It is sewn into signatures, like the finest quality hardcover
books, not glued. The binding opens flat for easy reference, and
will not crack or split. This matters greatly because the book
is more than merely the fascinating story of one of history's
most shameful episodes. It is first and foremost a reference book.
You will not put it away on the shelf when you are done with it.

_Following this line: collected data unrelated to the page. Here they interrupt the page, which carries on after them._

PR #10774, opened 2025-10-13
fix(fetch-router): make `Router`'s `fetch` spec-compliant

MichaelDeBoey:
As @rossipedia [mentioned on Discord](https://discord.com/channels/770287896669978684/940264701785423992/1426664672878268591), `Router`'s `fetch` currently isn't spec-compliant if you pass both `Request` & `init`

> A [`RequestInit`](https://developer.mozilla.org/en-US/docs/Web/API/RequestInit) object containing any custom settings that you want to apply to the request.
> 
> If you construct a new `Request` from an existing `Request`, any options you set in an _options_ argument for the new request replace any corresponding options set in the original `Request`.

https://developer.mozilla.org/en-US/docs/Web/API/Request/Request#options

### DIFF
--- a/packages/fetch-router/CHANGELOG.md
+++ b/packages/fetch-router/CHANGELOG.md
@@ -2,6 +2,10 @@
 
 This is the changelog for [`fetch-router`](https://github.com/remix-run/remix/tree/main/packages/fetch-router). It follows [semantic versioning](https://semver.org/).
 
+## HEAD
+
+- Fix an issue where `Router`'s `fetch` wasn't spec-compliant
+
 ## v0.6.0 (2025-10-10)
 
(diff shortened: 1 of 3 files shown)


packages/fetch-router/CHANGELOG.md
```diff
@@ -2,6 +2,10 @@
 
 This is the changelog for [`fetch-router`](https://github.com/remix-run/remix/tree/main/packages/fetch-router). It follows [semantic versioning](https://semver.org/).
 
+## HEAD
```
mjackson, line 5: Just FYI, I switched to using the `## Unreleased` heading.

mjackson:
This is a great PR, thanks!

PR #10777, opened 2025-10-13
chore(bookstore): update `dev` scripts in `package.json`

mcansh:
renamed `dev` to `dev:server` and added a new `dev` which runs all "dev:" prefixed scripts in parallel


mjackson:
I'd like to keep the commands separate for now, so you run them in 2 separate tabs. That way the output in the console doesn't get mixed up.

In all likelihood, you will never be done with it. I, personally,
expect to be looking stuff up in it for the rest of my life. If
it were bound like a normal paperback, I'd have broken its spine
already. It's that kind of book. It contains literally just about
everything you'll ever need to know about the WO(S)D and pointers
to everything else."
"This book's breadth, scope, and depth
is nothing short of awesome. Any competent historian does his
homework, but Dan Russell has done ours too. How he possibly could
have accumulated and cross-referenced such a motherload of pertinent
data, and still found time to live his life, is nothing short
of amazing. I eat, sleep, and breath secret history. Trust me,
it's extremely time consuming. My books reach literally to the
ceiling. My filing cabinets are so packed to overflowing with
clippings that I've had to add an entire closet full of cardboard
boxes. I am not easily impressed or often surprised. Yet Drug
War had me flabbergasted. I could scarcely read for ten minutes
in a row without learning something new. This guy has read everything,
and I do mean everything, even remotely related to the subject.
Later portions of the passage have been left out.